What Is the Degree of Unsaturation?
The degree of unsaturation (DoU), also called the index of hydrogen deficiency (IHD), tells you how many rings and pi (double or triple) bonds are present in a molecule based only on its molecular formula. Each unit of unsaturation corresponds to one ring or one pi bond — a double bond counts as 1, a triple bond as 2, and a ring as 1. It is one of the fastest sanity checks in organic structure elucidation.

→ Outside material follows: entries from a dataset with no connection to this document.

PR #4522, opened 2018-07-27
[msbuild] Make PropertyListEditor.Value a property like it should be

jstedfast:


lassana:
Hi everyone,
Which version will include this PR?

rolfbjarne:
@lassana this fix will be included in our `d15-9` release, which is currently in the Alpha and Beta channels.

How to Use This Calculator
Enter the number of carbon (C), hydrogen (H), nitrogen (N) and halogen (X = F, Cl, Br, I) atoms in the molecule. Oxygen, sulfur and other divalent atoms do not change the count, so you can simply ignore them. Press calculate to get the total number of rings plus pi bonds.
The Formula Explained
The general formula is:
$$\text{DoU} = \dfrac{2C + 2 + N - H - X}{2}$$
Monovalent halogens behave like extra hydrogens, so they are subtracted. Trivalent nitrogen adds one extra hydrogen-equivalent capacity, so it is added. Divalent oxygen and sulfur do not affect the saturation, so they are excluded entirely.
Worked Example
Benzene, C6H6: $$\text{DoU} = \frac{2\times 6 + 2 + 0 - 6 - 0}{2} = \frac{12 + 2 - 6}{2} = \frac{8}{2} = 4$$ This matches benzene's three double bonds plus one ring = 4 degrees of unsaturation.
FAQ
What does a result of 0 mean? A DoU of 0 means the molecule is fully saturated — no rings and no multiple bonds (e.g. an alkane like hexane).
Why doesn't oxygen appear? Oxygen is divalent and inserts into a chain without changing the hydrogen count, so it has no effect on the degree of unsaturation.
Can I get a fractional result? A non-integer answer usually signals a typo in the formula or an odd-electron species; for normal neutral molecules the DoU should be a whole number.